To be fair.
I don’t know if the passage of a handful of years would make a lot of people okay with seeing a demon in full demonic raiment strolling around the city and flaunting their demon-ness no matter what developments have happened with Velen welcoming in a faction of refugees.
I do have a Man’ari character or two. One of my most actively played characters right now is a demon, but they very much hide what they are and had to catch a Twisting Nether respawn one time due to being terminated by a Demon Hunter in the city, something that I welcomed and allowed OOC.
My characters have a variety of reactions to demons in the city, depending on their history and circumstances. Some are indifferent, some flip the heck out, some root for and defend them. There is a basic OOC courtesy that should be observed that goes both ways in an ideal situation, that you try and extend some grace for what people want to do.
On the anti-demon side, that looks like your character might make some comments or be upset, IC for them but generally only extending to the tip of their own nose, but you don’t godmode immediately try to murder someone without some OOC discussion and buy-in.
On the demon side, it’s maintaining an understanding that you’re playing a character that many other characters will have a negative reaction to if they’re playing their characters true to their history and personality, and if your interpretation is that a Man’ari would be able to show all signs and decor of still fully being a Legion devotee in the city without issue other people may disagree with that take. They shouldn’t be getting up in your business OOC about it, but also, the IC reaction of “WHAT? A DEMON? IN FRONT OF MY SALAD?” is valid even if it’s been a handful of years since the events of the Legion expansion. It’s not like demons stopped being a pain point after that.

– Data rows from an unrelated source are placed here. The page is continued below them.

PR #1568, opened 2026-01-16
Implement register-based closure ctx

cpunion:
## Summary
This PR updates LLGo’s closure ABI and calling convention: use a reserved register for ctx when available; otherwise pass ctx as an implicit first parameter with a conditional call; represent closures as pointers to `funcval` with inline env.

## ABI / Representation
- Closures are represented as `type funcval struct { fn *func; hasCtx uintptr; env ... }` and `type closure = *funcval`; the ABI only sees the pointer.
- `hasCtx` keeps the header size fixed and supports conditional calls on no‑reg targets.
- `env` is inline after the header; plain functions have no env (object size = 2 pointers).
- C function pointers are first‑class: a `funcval` can point directly at a C symbol, so the call site can use the real address without wrapper stubs.

## Calling Convention
- With a ctx register: `write_ctx(env_ptr)` then call `fn(args...)`; `env_ptr = closure_ptr + 2*ptrSize`.
- Without a ctx register: conditionally call `fn(ctx, args...)` vs `fn(args...)` based on `hasCtx`.

## getClosurePtr
- `getClosurePtr` returns `&env[0]` (pointer to the first env slot).
- On ctx‑register targets it reads the ctx register to get the env base.
- On no‑reg targets it uses the explicit ctx parameter as the env base.

## Context Register Mapping
| GOARCH | Register | Notes |
|---|---|---|
| amd64 | mm0 | use `-msse2` to free MMX |
| 386 | mm0 | use `-msse2` to free MMX |
| arm64 | x26 | reserved via clang target-feature |
| riscv64 | x27 | reserved via clang target-feature |
| wasm | - | conditional ctx param |
| arm | - | conditional ctx param |

Native builds reserve the ctx reg via clang target-feature `+reserve-<reg>` (arm64/riscv64).
For caller-saved x86, inline asm uses a memory clobber; callee-saved targets do not.

## Example IR (closure + C func)
Example Go code:
```go
func cfunc(i int64)

func main() {
  var fn func(i int64)
  fn = cfunc
  fn(0)

  var i int64 = 0
  fn = func(v int64) { i = v }
  fn(0)
}
```

### With ctx register (arm64/riscv64/x86*)
Caller (`main`) writes ctx register and calls the real function symbol:
```llvm
; fn = cfunc
store ptr @__llgo_closure_const$cfunc, ptr %fn_slot
; fn(0)
%fv = load ptr, ptr %fn_slot
%fnptr = load ptr, ptr %fv
%env_base = getelementptr i8, ptr %fv, i64 16  ; &env[0]
call void @llvm.write_register.i64(metadata !"x26", i64 %env_base)
call void %fnptr(i64 0)

; fn = closure
%fv2 = call ptr @AllocU(i64 24)          ; {fn,hasCtx,env0}
store ptr @main$1, ptr %fv2
store i64 1, ptr (getelementptr i8, ptr %fv2, i64 8)
store ptr %i, ptr (getelementptr i8, ptr %fv2, i64 16)
store ptr %fv2, ptr %fn_slot
; fn(0) ... same pattern ...
```
Closure body (`main$1`) reads ctx register at entry:
```llvm
define void @main$1(i64 %v) {
entry:
  %env_base = call i64 @llvm.read_register.i64(metadata !"x26")
  %env0p = inttoptr i64 %env_base to ptr
  %i_ptr = load ptr, ptr %env0p
  store i64 %v, ptr %i_ptr
  ret void
}
```
C function remains a normal symbol:
```llvm
declare void @cfunc(i64)
```

### Without ctx register (wasm/arm)
Caller (`main`) branches on `hasCtx` to pick the correct signature:
```llvm
%has = load i64, ptr (getelementptr i8, ptr %fv, i64 8)
%has_i1 = icmp ne i64 %has, 0
br i1 %has_i1, label %with, label %plain

with:
  %fnptr = load ptr, ptr %fv
  %env_base = getelementptr i8, ptr %fv, i64 16
  %fp1 = bitcast ptr %fnptr to ptr (ptr, i64)*
  call void %fp1(ptr %env_base, i64 0)
  br label %done

plain:
  %fnptr2 = load ptr, ptr %fv
  %fp2 = bitcast ptr %fnptr2 to ptr (i64)*
  call void %fp2(i64 0)
  br label %done
```
Closure body (`main$1`) takes an explicit ctx parameter:
```llvm
define void @main$1(ptr %env_base, i64 %v) {
entry:
  %i_ptr = load ptr, ptr %env_base
  store i64 %v, ptr %i_ptr
  ret void
}
```

## `__llgo_closure_const$...`
These are constant closure objects in read‑only data. They:
1) carry env without heap allocation, and
2) provide stable, deduplicated closure identities for type metadata (map hash/eq helpers, etc.).

## Discussion: Alternative Layout (difference only)
Alternative split layout:
```go
type closure struct {
  fn ptr
  data *struct { hasCtx bool; env ... }
}
```
Differences vs `*funcval` (no value judgment):
- The closure value is always two words, and the `data` object contains `hasCtx` + `env`.
- Call sites need one extra indirection (`data`) to reach `env`.
- Constant closures can be represented as two constants (`closure` + `data`), instead of a single `funcval` constant.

A small faction of Eredar were welcomed back to the Exodar under heavy supervision. Whether they’ve had that supervision loosened enough to be running around to weekly markets and fountain-sitting is up to personal interpretation. But just because the Legion expansion ended doesn’t mean that all demons are cool guys now and the trappings of fel and the Legion would be chill in public, we’ll see this coming up in Midnight a bit more in Silvermoon at least where Warlocks who get too public with their continued use of fel and demons get executed, and that’s grudges held over from TBC. Sure, that’s over there, but it’s a sign of now not everyone in the world is on the “demons are fine now” page.
In the end, it’s up to each person what they want to play. Heck, I’m even fine if someone is like, “my character got isekai’d from the Hazbin Hotel universe and that’s why they’re a demon” or something. That’s their choice. But would my individual characters buy into it and play along? Likely not, even the demon would think they were weirdos.
It goes both ways. Everyone can make their own choices on how to interpret the lore and how closely they want to stick to it. But if you’re playing a public character in public, other characters in public will react in ways that are true to their characters too. Courtesy generally extends to not outright doing a murder, but a confrontation isn’t completely uncalled for depending on the circumstances. If you want to limit that you can specifically note that you’re not okay with conflict RP in your TRP or shoot them a polite OOC ask in whispers when it starts up and most people will observe it, but there’s really no way to ask people to not even have their characters make comments among themselves.
This guideline isn’t specific to demons, it goes for anything that people might have a problem with IC - Scarlets, Gnolls, all the varieties of Darkfallen, Horde characters visiting the city, historically whenever a new race gets added people crawl out of the woodwork to go around the city yelling “A PANDAREN ATE MY WHOLE FAMILY” and wear Pandaren skins or something. When your character is a walking posterboard for conflict, it’s very difficult to completely avoid it. But there should be courtesy and communication in both directions.